Но я не могу это так просто оставить.

– Почему? – спрашиваю я. – Что я тебе сделала?

– Ничего, – фыркнув, признает Астрид. – Ты должна была понять, каково это – падать.

Значит, она планировала это. Ради чего? Не для того, чтобы убить меня: она знала, что сетка выдержит. Нет, она хотела напугать меня, хотела, чтобы я сдалась. Я снова задаюсь вопросом, почему же она так ненавидит меня. Просто потому, что гимнастка из меня ужасная и я никогда не справлюсь с номером? Я сделала то, что она просила, и отпустила перекладину. Нет, есть что-то другое. Я вспомнила, как ее глаза сверкали от гнева, когда она обвинила меня в том, что я лгу о Тео и своем прошлом. Ее слова точно отозвались эхом во мне: «Как мне с тобой работать, если я не могу тебе доверять?» Если я расскажу ей правду о своем прошлом, она, быть может, примет меня. Или же это окажется последней соломинкой, после чего она захочет, чтобы я ушла сейчас же и навсегда.

Я делаю глубокий вдох.

– Ты была права: Тео… не мой брат. – На ее губах играет улыбка, «я так и знала». – Но все не так, как ты думаешь, – быстро добавляю я. – Он еврей.

Самодовольное выражение спадает с ее лица.

– Как он у тебя оказался?

У меня нет причин доверять ей. Она ненавидит меня. Но я уже начала рассказывать.

– Я работала уборщицей на вокзале в Бенсхайме. – Я решила умолчать о той части истории, которая привела меня на вокзал – о своей собственной беременности. – И однажды ночью там остановился вагон. Он был набит младенцами, которых отняли у родителей. – Мой голос срывается, когда я вспоминаю, как они лежали на холодном полу вагона, доживали последние минуты своей жизни. – Тео был одним из них, – продолжила я и объяснила, как забрала его оттуда и убежала.

Когда я закончила, она пристально смотрела на меня несколько секунд, ничего не говоря.

– Выходит, то, что ты сказала герру Нойхоффу – ложь.

– Да. Теперь ты знаешь, почему я не могла ничего сказать.

Я всем телом чувствую облегчение от того, что смогла поделиться хотя бы частью истории с ней.
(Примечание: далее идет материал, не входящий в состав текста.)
PR #1068, opened 2025-12-12
fix(lambda-runtime): ensure if a client disconnects while streaming, the handler does not panic

zakhenry:
✍️ *Description of changes:*
Fixes unwrap causing panic when client disconnects from a streaming response

### DIFF
--- a/lambda-runtime/src/requests.rs
+++ b/lambda-runtime/src/requests.rs
@@ -3,7 +3,7 @@ use bytes::Bytes;
 use http::{header::CONTENT_TYPE, Method, Request, Uri};
 use lambda_runtime_api_client::{body::Body, build_request};
 use serde::Serialize;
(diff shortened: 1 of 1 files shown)


ghost:
Hi, thanks for the PR, I will be checking it shortly. In the mean time, could you tell me whether an incident happened that prompted it?

ghost:
So after further inspection, indeed the background thread panics, but it isn't evident on the test by itself.

```
thread 'requests::tests::streaming_send_data_error_is_ignored' (4597434) panicked at lambda-runtime/src/requests.rs:112:65:
called `Result::unwrap()` on an `Err` value: Error { inner: ChannelClosed }
```

ghost:
Thanks for the PR! Nice catch!

I have updated the test to make it fail without the unwraps and removed an accidental clone there.

PR #1083, opened 2026-01-06
Enable automated releases

FullyTyped:
📬 *Issue #, if available:*

✍️ *Description of changes:*
Adds support for automated releases

### DIFF
--- a/.github/workflows/release-plz.yml
+++ b/.github/workflows/release-plz.yml
@@ -1,4 +1,4 @@
-name: Release-plz
+name: Publish release
 
 on:
   push:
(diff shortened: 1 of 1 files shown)


.github/workflows/release-plz.yml
```diff
@@ -0,0 +1,54 @@
...
+on:
+  push:
+    branches:
+      - main
+
+jobs:
+  release-plz-release:
+    name: Release-plz release
+    runs-on: ubuntu-latest
+    if: ${{ github.repository_owner == 'aws' }}
```
maxday, line 12: What's the purpose of this check? Making sure that the push is not coming from a forked repo?

GradExMachina: Yups

GradExMachina: Well, it's so that it doesn't run on forks.

But even if somebody removed it, it still won't pus to crates io.

jlizen: Yeah just a convenience to avoid ci failures on forks. It would be great to add similar for the integration test workflow.

release-plz.toml
```diff
@@ -0,0 +1,10 @@
+[workspace]
+semver_check = true
```
jlizen, line 2: This is somewhat redundant with our cargo semver check workflow right? I don't mind keeping it though for defense in depth.

PR #1086, opened 2026-01-13
test: verify request-ID isolation in concurrent exec

FullyTyped:
Adds test to ensure request IDs are properly isolated in concurrent
Lambda execution with structured logging. Verifies each concurrent
invocation maintains unique request ID context.

📬 *Issue #, if available:*

✍️ *Description of changes:*

### DIFF
--- a/lambda-runtime/src/runtime.rs
+++ b/lambda-runtime/src/runtime.rs
@@ -922,12 +922,14 @@ mod endpoint_tests {
         tracing::subscriber::set_global_default(subscriber).unwrap();
 
         let request_count = Arc::new(AtomicUsize::new(0));
+        let done = Arc::new(tokio::sync::Notify::new());
         let listener = TcpListener::bind("127.0.0.1:0").await?;
         let addr = listener.local_addr()?;
         let base: http::Uri = format!("http://{addr}").parse()?;
 
         let server_handle = {
             let request_count = request_count.clone();
+            let done = done.clone();
             tokio::spawn(async move {
                 loop {
                     let (tcp, _) = match listener.accept().await {
@@ -936,8 +938,10 @@ mod endpoint_tests {
                     };
 
                     let request_count = request_count.clone();
+                    let done = done.clone();
                     let service = service_fn(move |req: Request<Incoming>| {
                         let request_count = request_count.clone();
+                        let done = done.clone();
                         async move {
                             let (parts, body) = req.into_parts();
                             if parts.method == Method::POST {
@@ -957,6 +961,7 @@ mod endpoint_tests {
                                         .unwrap();
                                     return Ok::<_, Infallible>(res);
                                 } else {
+                                    done.notify_one();
                                     let res = Response::builder()
                                         .status(StatusCode::NO_CONTENT)
                                         .body(Full::new(Bytes::new()))
@@ -1023,14 +1028,9 @@ mod endpoint_tests {
 
         let runtime_handle = tokio::spawn(async move { runtime.run_concurrent().await });
 
-        loop {
-            tokio::time::sleep(Duration::from_millis(100)).await;
-            let count = request_count.load(Ordering::SeqCst);
-            if count >= 300 {
-                tokio::time::sleep(Duration::from_millis(500)).await;
-                break;
-            }
-        }
+        done.notified().await;
+        // Give handlers time to complete after server signals done
+        tokio::time::sleep(Duration::from_millis(500)).await;
 
         runtime_handle.abort();
         server_handle.abort();


lambda-runtime/src/runtime.rs
```diff
@@ -908,4 +908,188 @@ mod endpoint_tests {
...
+                        );
+                    }
+                }
+                event.record(&mut FieldVisitor(&mut fields));
+                self.logs.lock().unwrap().push(fields);
+            }
+        }
+
+        let log_capture = LogCapture::new();
+        let subscriber = tracing_subscriber::registry().with(log_capture.clone());
```
GradExMachina: We hijack the logging impl to keep track of all the emitted fields.

lambda-runtime/src/runtime.rs
```diff
@@ -908,4 +908,188 @@ mod endpoint_tests {
...
+
+                    let io = TokioIo::new(tcp);
+                    tokio::spawn(async move {
+                        let _ = ServerBuilder::new(TokioExecutor::new())
+                            .serve_connection(io, service)
+                            .await;
+                    });
+                }
+            })
+        };
```
GradExMachina, line 997: We create a small emulator for the client to communicate with.

lambda-runtime/src/runtime.rs
```diff
@@ -908,4 +908,188 @@ mod endpoint_tests {
...
+        let runtime_handle = tokio::spawn(async move { runtime.run_concurrent().await });
+
+        loop {
+            tokio::time::sleep(Duration::from_millis(100)).await;
+            let count = request_count.load(Ordering::SeqCst);
+            if count >= 300 {
+                tokio::time::sleep(Duration::from_millis(500)).await;
+                break;
+            }
+        }
```
GradExMachina: Issue the requests, the tracker will collect the request-ids.

lambda-runtime/src/runtime.rs
```diff
@@ -908,4 +908,188 @@ mod endpoint_tests {
...
+                observed_id.starts_with("test-request-"),
+                "Request ID should match pattern: {}",
+                observed_id
+            );
+            assert!(
+                seen_ids.insert(observed_id.clone()),
+                "Request ID should be unique: {}",
+                observed_id
+            );
+        }
```
GradExMachina, line 1079: Verify uniqueness. If there's contamination, we won't observe uniqueness.

FullyTyped (commented):
I took this route rather than an integration test via SAM since it was harder to setup via SAM, and claude has done a good enough job setting up a small and self-contained emulator.

lambda-runtime/src/runtime.rs
```diff
@@ -908,4 +908,239 @@ mod endpoint_tests {
...
+    async fn test_concurrent_structured_logging_isolation() -> Result<(), Error> {
+        use std::{
+            collections::{HashMap, HashSet},
+            sync::Mutex,
+        };
+        use tracing::{info, subscriber::set_global_default};
+        use tracing_subscriber::{layer::SubscriberExt, Layer};
+
+        #[derive(Clone)]
+        struct LogCapture {
```
jlizen: Is there a reason for the handrolled layer rather than using https://docs.rs/tracing-test/latest/tracing_test/ ?

lambda-runtime/src/runtime.rs
```diff
@@ -908,4 +908,239 @@ mod endpoint_tests {
...
+        {
+            fn on_new_span(
+                &self,
+                attrs: &tracing::span::Attributes<'_>,
+                id: &tracing::Id,
+                _ctx: tracing_subscriber::layer::Context<'_, S>,
+            ) {
+                if attrs.metadata().name() == "Lambda runtime invoke" {
+                    let mut fields = HashMap::new();
+                    struct FieldVisitor<'a>(&'a mut HashMap<String, String>);
```
jlizen: If we do need to handroll our test layer, is there a reason to define `FieldVisitor` inline in each method? It seems to be the same for each?

lambda-runtime/src/runtime.rs
jlizen: Nice, this will be useful for other things too, has long irritated me that we don't have a great way of testing e2e.

Would it be worth extracting into a helper instead of keeping it inline in the test?

lambda-runtime/src/runtime.rs
jlizen: Is there a reason for handrolling this compared to just using [tracing_test](https://crates.io/crates/tracing-test/)?

lambda-runtime/src/runtime.rs
```diff
@@ -908,4 +908,239 @@ mod endpoint_tests {
...
+
+            // Verify span request ID matches logged request ID
+            assert_eq!(
+                observed_id, span_request_id,
+                "Span request ID should match logged request ID: span={}, logged={}",
+                span_request_id, observed_id
+            );
+        }
+
+        println!(
```
jlizen: nit: i could do without this, libtest harness anyway has a success output

lambda-runtime/src/runtime.rs
```diff
@@ -908,4 +908,239 @@ mod endpoint_tests {
...
+                log_stream: "test_stream".to_string(),
+                log_group: "test_log".to_string(),
+            }),
+            service,
+            concurrency_limit: 3,
+        };
+
+        let runtime_handle = tokio::spawn(async move { runtime.run_concurrent().await });
+
+        loop {
```
jlizen: Minor: This is a bit odd - if all we want to do is wait until all 300 requests are done, why not just use a oneshot channel that we write to on our 300th request? (And store it as an `Option<Sender>` in the server so that we can consume it)

jlizen (approved):
Thanks for this! Approving because the test does probe the things it wants to.

I had some non-blocking suggestions for simplification / making it more reusable.

Up to you if you think it is worth the trouble. Might be worth at least leaving some TODO comments so that if somebody else needs N+1 tracing/runtime simulation test, they have a breadcrumb to follow?

lambda-runtime/src/runtime.rs
jlizen: This note might be a nice comment

lambda-runtime/src/runtime.rs
jlizen: This note might be a nice comment

lambda-runtime/src/runtime.rs
GradExMachina: Agreed!

lambda-runtime/src/runtime.rs
GradExMachina: I seem to have missed that 🤣 no reason at all.

lambda-runtime/src/runtime.rs
GradExMachina: So one of the things I wanted to do was have a package, something like `aws-lambda-simulator`, that will provide a small server implementation, like above, and will allow users to customize behaviour, run benchmarks, etc, all in their integration suite, without needing to deploy.

I don't think we will, or should get there at this point in time, but I think it is worth considering.

jlizen: Yeah, that would be nice. Or even just exposing this as a `test-util` feature of the runtime.

I've dabbled with doing similar using `cargo-lambda`'s simulator, but it was a bit unwieldy.

Might merit a backlog GitHub issue?

PR #1089, opened 2026-01-15
fix(lambda-events): Deprecate authorizer-specific fields in ApiGatewayV2httpRequest

### LINKED ISSUE #1080: ApiGatewayV2httpRequest.http_method may return incorrect method for standard v2 payloads
Hi. I have stumbled upon this issue, and I am not sure if there's something I am missing that would explain it, but it seems it could possibly be worth looking at.

In [`ApiGatewayV2httpRequest`](https://github.com/awslabs/aws-lambda-rust-runtime/blob/main/lambda-events/src/event/apigw/mod.rs#L143-L195), the `http_method` is a top level field, but it's not really part of the standard ApiGatewayV2 payload, as far as I know. The actual method field is in `requestContext.http.method`. 

By silently defaulting to `GET` when the field is missing (which is always the case for standard HTTP API v2 requests), user code that relies on this field could incorrectly handle requests, treating a POST, PUT, or DELETE as a GET. This could lead to incorrect routing, bypassed validation logic, or potential security issues if some logic relies on `GET` being safe.

As I said, I am not sure if there are reasons for that, but even looking at the test fixtures `example-apigw-v2-*`, the JSON examples do not present the `httpMethod` field in that location.

There is one test [`example_apigw_v2_custom_authorizer_v1_request`](https://github.com/awslabs/aws-lambda-rust-runtime/blob/main/lambda-events/src/event/apigw/mod.rs#L1250-L1260) that parses a custom authorizer v1 payload into `ApiGatewayV2httpRequest` and checks `http_method`. However, there's already a dedicated `ApiGatewayV2CustomAuthorizerV1Request` struct for that payload format.

The same applies to `kind`, `method_arn`, `identity_source`, and `authorization_token` — all are custom authorizer v1 specific fields that don't appear in standard HTTP API v2 payloads.

Possible solutions that I can think of:
- Deprecate these authorizer-specific fields on `ApiGatewayV2httpRequest` and guide users to `ApiGatewayV2CustomAuthorizerV1Request` for that use case
- Add documentation warning users to use `request_context.http.method` instead for standard HTTP API v2 requests

Happy to work on a small PR if it's confirmed to be an issue.

dap0am:
## Description

This PR addresses issue #1080 by deprecating fields in `ApiGatewayV2httpRequest` that are only present in Custom Authorizer v1 payloads but not in standard HTTP API v2 requests.

## Changes

Deprecates the following fields in `ApiGatewayV2httpRequest`:
- `kind` (type)
- `method_arn`
- `http_method`
- `identity_source`
- `authorization_token`

## Problem

The `http_method` field incorrectly defaults to `GET` when missing from the JSON payload. This is problematic because:
- Standard HTTP API v2 requests do not include a top-level `httpMethod` field
- The actual HTTP method is located in `requestContext.http.method`
- Defaulting to `GET` can cause POST/PUT/DELETE requests to be incorrectly treated as GET requests
- This can lead to security vulnerabilities where unsafe methods bypass validation logic

## Solution

1. **Deprecation**: Added `#[deprecated]` attributes to all authorizer-specific fields with clear guidance
2. **Documentation**: Added comprehensive struct-level and field-level documentation explaining:
   - For standard HTTP API v2 requests, use `request_context.http.method`
   - For Custom Authorizer v1 payloads, use `ApiGatewayV2CustomAuthorizerV1Request`
3. **Testing**: Added a new test `apigw_v2_correct_http_method_usage()` demonstrating the correct usage pattern

## Backward Compatibility

All deprecated fields remain functional and existing code will continue to work. Users will receive deprecation warnings guiding them to the correct approach.

## Semver Check Status

⚠️ The `semver` check failure is **expected and correct**. Marking public fields as deprecated requires a **minor version bump** (1.0.3 → 1.1.0) according to semantic versioning rules, which will be handled by maintainers during the release process.

## Testing

- ✅ All 27 existing API Gateway tests pass
- ✅ New test added to demonstrate correct HTTP method access
- ✅ Code formatted with `rustfmt`
- ✅ Deprecation warnings work as expected

Fixes #1080

### DIFF
--- a/lambda-events/src/event/apigw/mod.rs
+++ b/lambda-events/src/event/apigw/mod.rs
@@ -156,7 +156,7 @@ pub struct ApiGatewayV2httpRequest {
     /// This field is not present in standard HTTP API v2 requests.
     /// For Custom Authorizer v1 payloads, use `ApiGatewayV2CustomAuthorizerV1Request` instead.
     #[deprecated(
-        since = "0.14.0",
+        since = "1.1.0",
         note = "This field is only present in Custom Authorizer v1 requests. Use `ApiGatewayV2CustomAuthorizerV1Request` for authorizer payloads."
     )]
     #[serde(default, rename = "type")]
@@ -166,7 +166,7 @@ pub struct ApiGatewayV2httpRequest {
     /// This field is not present in standard HTTP API v2 requests.
     /// For Custom Authorizer v1 payloads, use `ApiGatewayV2CustomAuthorizerV1Request` instead.
     #[deprecated(
-        since = "0.14.0",
+        since = "1.1.0",
         note = "This field is only present in Custom Authorizer v1 requests. Use `ApiGatewayV2CustomAuthorizerV1Request` for authorizer payloads."
     )]
     #[serde(default)]
@@ -182,7 +182,7 @@ pub struct ApiGatewayV2httpRequest {
     /// This top-level `http_method` field is only present in Custom Authorizer v1 requests.
     /// For those payloads, use `ApiGatewayV2CustomAuthorizerV1Request` instead.
     #[deprecated(
-        since = "0.14.0",
+        since = "1.1.0",
         note = "For standard HTTP API v2 requests, use `request_context.http.method` instead. This field defaults to GET when missing and may return incorrect values. For Custom Authorizer v1 payloads, use `ApiGatewayV2CustomAuthorizerV1Request`."
     )]
     #[serde(with = "http_method", default = "default_http_method")]
@@ -192,7 +192,7 @@ pub struct ApiGatewayV2httpRequest {
     /// This field is not present in standard HTTP API v2 requests.
     /// For Custom Authorizer v1 payloads, use `ApiGatewayV2CustomAuthorizerV1Request` instead.
     #[deprecated(
-        since = "0.14.0",
+        since = "1.1.0",
         note = "This field is only present in Custom Authorizer v1 requests. Use `ApiGatewayV2CustomAuthorizerV1Request` for authorizer payloads."
     )]
     #[serde(default)]
@@ -202,7 +202,7 @@ pub struct ApiGatewayV2httpRequest {
     /// This field is not present in standard HTTP API v2 requests.
     /// For Custom Authorizer v1 payloads, use `ApiGatewayV2CustomAuthorizerV1Request` instead.
     #[deprecated(
-        since = "0.14.0",
+        since = "1.1.0",
         note = "This field is only present in Custom Authorizer v1 requests. Use `ApiGatewayV2CustomAuthorizerV1Request` for authorizer payloads."
     )]
     #[serde(default)]


dap0am:
## Semver Check Failure - Expected Behavior

The `semver` check is failing as expected because this PR marks several public fields as `#[deprecated]`, which requires a **minor version bump** according to semantic versioning rules.

### What the semver checker found:
- Marking public struct fields as deprecated changes the user experience (compiler warnings)
- This requires bumping from `1.0.3` → `1.1.0` (minor version bump)

### Resolution:
This is expected and correct behavior. The version bump will be handled by the maintainers during the release process. The deprecations are necessary to guide users away from fields that can cause security issues (as described in #1080).

### Why this change is important:
The deprecated `http_method` field defaults to `GET` when missing, which can cause POST/PUT/DELETE requests to be incorrectly treated as GET requests, potentially leading to security vulnerabilities. The deprecation warnings will guide users to use the correct `request_context.http.method` field instead.

lambda-events/src/event/apigw/mod.rs
```diff
@@ -137,18 +137,74 @@ pub struct ApiGatewayProxyRequestContext {
...
+    /// **Warning**: This field defaults to `GET` if not present in the payload, which may lead to
+    /// incorrect behavior. For standard HTTP API v2 requests, this field is not present in the JSON payload.
+    ///
+    /// **Use `request_context.http.method` instead for standard HTTP API v2 requests**, which contains
+    /// the actual HTTP method for the request.
+    ///
+    /// This top-level `http_method` field is only present in Custom Authorizer v1 requests.
+    /// For those payloads, use `ApiGatewayV2CustomAuthorizerV1Request` instead.
+    #[deprecated(
+        since = "0.14.0",
```
GradExMachina: I may be missing something, but why since 0.14.0?

lambda-events/src/event/apigw/mod.rs
```diff
@@ -137,18 +137,74 @@ pub struct ApiGatewayProxyRequestContext {
...
+        note = "For standard HTTP API v2 requests, use `request_context.http.method` instead. This field defaults to GET when missing and may return incorrect values. For Custom Authorizer v1 payloads, use `ApiGatewayV2CustomAuthorizerV1Request`."
+    )]
     #[serde(with = "http_method", default = "default_http_method")]
     pub http_method: Method,
+    /// The identity source from Custom Authorizer v1 requests.
+    ///
+    /// This field is not present in standard HTTP API v2 requests.
+    /// For Custom Authorizer v1 payloads, use `ApiGatewayV2CustomAuthorizerV1Request` instead.
+    #[deprecated(
+        since = "0.14.0",
```
GradExMachina: Ditto

lambda-events/src/event/apigw/mod.rs
```diff
@@ -137,18 +137,74 @@ pub struct ApiGatewayProxyRequestContext {
...
+        note = "This field is only present in Custom Authorizer v1 requests. Use `ApiGatewayV2CustomAuthorizerV1Request` for authorizer payloads."
+    )]
     #[serde(default)]
     pub identity_source: Option<String>,
+    /// The authorization token from Custom Authorizer v1 requests.
+    ///
+    /// This field is not present in standard HTTP API v2 requests.
+    /// For Custom Authorizer v1 payloads, use `ApiGatewayV2CustomAuthorizerV1Request` instead.
+    #[deprecated(
+        since = "0.14.0",
```
GradExMachina: Ditto

dap0am:
Thanks for the quick review! 

I've updated the deprecation version, but I want to confirm the correct value for the `since` parameter:

- Current version in `Cargo.toml`: **1.0.3**
- You mentioned bumping to: **1.1.0**

Should the `since` value be:
1. **`1.0.3`** (current version)
2. **`1.1.0`** (the version where this deprecation will be released)

I currently have it set to `1.1.0` since that's when users will first see the deprecation warnings. Please let me know if this should be different!

GradExMachina:
Sorry yeah, 1.1.0 is appropriate. 

We will be bumping that as we are adding the builders.

dap0am:
> Sorry yeah, 1.1.0 is appropriate.
> 
> We will be bumping that as we are adding the builders.

Thanks, I will commit the changes now.

dap0am:
✅ Updated! All deprecation attributes now use `since = "1.1.0"` as confirmed. The changes have been pushed.

PR #1090, opened 2026-01-15
Add builder pattern support for event response types

### LINKED ISSUE #1060: [aws_lambda_events] No longer able to construct response types a lambda may return as a response (they are `non_exhaustive`)
A number of the types in this crate are responses that a lambda might return. With the [recent change to mark structs as `non_exhaustive`](#1016), these types can no longer be constructed. Some examples:

* [`SqsBatchResponse`](https://docs.rs/aws_lambda_events/latest/aws_lambda_events/event/sqs/struct.SqsBatchResponse.html) (and its child types) are [returned from an SQS lambda](https://docs.aws.amazon.com/lambda/latest/dg/example_serverless_SQS_Lambda_batch_item_failures_section.html)
* [`AppSyncLambdaAuthorizerResponse`](https://docs.rs/aws_lambda_events/latest/aws_lambda_events/event/appsync/struct.AppSyncLambdaAuthorizerResponse.html) (and its child types) are [returned from an AppSync authorizer lambda](https://docs.aws.amazon.com/appsync/latest/devguide/security-authz.html#aws-lambda-authorization).
* [`ApiGatewayCustomAuthorizerResponse`](https://docs.aws.amazon.com/apigateway/latest/developerguide/api-gateway-lambda-authorizer-output.html) (and its child types) are [returned from an API Gateway authorizer lambda](https://docs.aws.amazon.com/apigateway/latest/developerguide/api-gateway-lambda-authorizer-output.html).

I'm sure there are other response types in this crate that lambdas would construct, but these are the ones I'm currently constructing and am no longer able to after they've been marked `non_exhaustive`.

FullyTyped:
Add derived builders to events.
Builders are conditionally compiled with the "builders" feature flag.

📬 *Issue #, if available:*
fixes #1060

### DIFF
--- a/lambda-events/src/event/sqs/mod.rs
+++ b/lambda-events/src/event/sqs/mod.rs
@@ -500,6 +500,4 @@ mod test {
         assert_eq!(response.batch_item_failures.len(), 1);
         assert_eq!(response.batch_item_failures[0].item_identifier, "msg-4");
     }
-
-
 }


GradExMachina:
Hi folks, so with this PR we aim to address the issues that were introduced when we tagged events as non-exhaustive.

@lmammino @jeastham1993 @ikai104 your feedback is appreciated. I looked at the examples you've posted in #1060 and added before and after in the examples folder.

lambda-events/Cargo.toml
```diff
@@ -20,6 +20,7 @@ edition = "2021"
 base64 = { workspace = true }
 bytes = { workspace = true, features = ["serde"], optional = true }
 chrono = { workspace = true, optional = true }
+derive_builder = { version = "0.20", optional = true }
```
jlizen: How would you feel about using `bon` instead? The big reason would be that it uses typestate for compile time verification, which is pretty nice for ergonomics.

The better refactoring support probably doesn't affect us since we are anyway all pub so would break semver either way on internal changes.

The function builders we don't need yet, though I wouldn't be surprised if it is useful later. For instance, we have split into separate APIs for the concurrent mode. Future features like that would be nice to add as optional parameters via a builder.

lambda-events/README.md
```diff
@@ -27,6 +27,56 @@ This crate divides all Lambda Events into features named after the service that
 cargo add aws_lambda_events --no-default-features --features apigw,alb
 ```
 
+### Builder pattern support
+
+The crate provides an optional `builders` feature that adds builder pattern support for event types using the [bon](https://crates.io/crates/bon) crate. This enables type-safe, immutable construction of event responses with a clean, ergonomic API.
```
jlizen: Nit: `bon` feels like an implementation detail. We are not exposing bon specific types in our public API contract and might change what builder we use in the future (while preserving the API). Not sold on mentioning it in the README, is there anything we expect users to need to go and look up in bon docs to understand?

lambda-events/README.md
```diff
@@ -27,6 +27,56 @@ This crate divides all Lambda Events into features named after the service that
...
+    let response = ApiGatewayV2CustomAuthorizerSimpleResponse::builder()
+        .is_authorized(true)
+        .context(context)
+        .build();
+
+    Ok(response)
+}
+```
+
+Key benefits of bon builders:
```
jlizen: I would probably ditch this, unless we want to have some sort of INTERNALS.md to explain design decisions. It doesn't feel like it belongs in end-user docs though.

lambda-events/examples/comprehensive-builders.rs
```diff
@@ -0,0 +1,44 @@
+// Example demonstrating builder pattern usage for AWS Lambda events
+#[cfg(feature = "builders")]
+use aws_lambda_events::event::{
+    dynamodb::Event as DynamoDbEvent, kinesis::KinesisEvent, s3::S3Event,
+    secretsmanager::SecretsManagerSecretRotationEvent, sns::SnsEvent, sqs::SqsEvent,
+};
+
+#[cfg(feature = "builders")]
+fn main() {
+    // S3 Event - Object storage notifications
```
jlizen: Minor: These would be much more useful examples if they included at least one record.

lambda-events/examples/lambda-runtime-authorizer-builder.rs
```diff
@@ -0,0 +1,145 @@
+// Example showing how builders solve the Default trait requirement problem
+// when using lambda_runtime with API Gateway custom authorizers
+//
+// ❌ OLD WAY (with Default requirement):
```
jlizen: Nit: I'm not sure there is much value in showing the old way. It adds noise to this example. Shouldn't readers just be pointed to the recommended pattern without the history lesson?

lambda-events/examples/lambda-runtime-sqs-batch-builder.rs
```diff
@@ -0,0 +1,135 @@
+// Example showing how builders simplify SQS batch response construction
+// when handling partial batch failures
+//
+// ❌ OLD WAY (with Default):
```
jlizen: Same feedback on ditching old way

lambda-events/src/event/sqs/mod.rs
```diff
@@ -476,4 +500,52 @@ mod test {
         assert_eq!(response.batch_item_failures.len(), 1);
         assert_eq!(response.batch_item_failures[0].item_identifier, "msg-4");
     }
+
+    #[test]
+    #[cfg(all(feature = "sqs", feature = "builders"))]
+    fn test_bon_sqs_event_builder() {
```
jlizen: nit: i'd probably ditch bon from the name from all of these. Someday we might want to change out the framework, and anyway we would need to maintain the api. What this is validating is the API contract, not bon specifically.

lambda-events/examples/lambda-runtime-authorizer-builder.rs
jlizen: If anything, this would be a great code snippet to include in the release notes

Cargo.toml
```diff
@@ -7,6 +7,7 @@ members = [
     "lambda-runtime",
     "lambda-extension",
     "lambda-events",
+    "lambda-events/lambda-events-examples",
 ]
 
 exclude = ["examples"]
```
GradExMachina:
```suggestion
]

exclude = ["examples","lambda-events/lambda-events-examples"]
```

– Знаешь, уж кто-то, а герр Нойхофф бы понял, – говорит она.

– Я знаю, но я не сказала этого в самом начале… И не могу сказать сейчас. Пожалуйста, не говори ему. – Я слышу жалобный тон в собственном голосе.

– А что с Тео, ты просто схватила его и побежала? – спросила она.

– Да. – Я задерживаю дыхание, ожидая ее реакции.

– Это смело, – говорит она, наконец. Комплимент она делает крайне неохотно, больше как одолжение.

– Я должна была взять еще кого-нибудь, – отвечаю я. Грусть, которую я чувствую каждый раз, когда думаю о тех младенцах в поезде, переполняет меня и грозит перейти через все барьеры. – Там было так много детей. – Теперь, конечно, они все мертвы.

– Нет, если бы ты взяла больше, то привлекла бы внимание и не смогла бы убежать так далеко, как тебе удалось. Но почему ты просто не взяла ребенка и не пошла домой? – спросила она. – Твоя семья наверняка поняла бы твой поступок и помогла бы тебе.

Я хочу рассказать ей всю историю и объяснить, почему мои родители были так разгневаны. Но слова застревают у меня в горле.

– То, что я сказала о своем отце – это правда, – выдавливаю я, возвращаясь к этой лжи снова. – Именно поэтому я ушла, поэтому я и попала на вокзал.

– А твоя мать?

– Она не очень смелая. – Еще одна полуправда. – Кроме того, я не хотела подвергать их опасности, – добавляю я. Астрид спокойно смотрит на меня, и я жду, что она скажет об опасности для нее и всего цирка. Я рассказала ей о Тео, надеясь, что так она, возможно, будет готова принять меня. Но что, если все наоборот?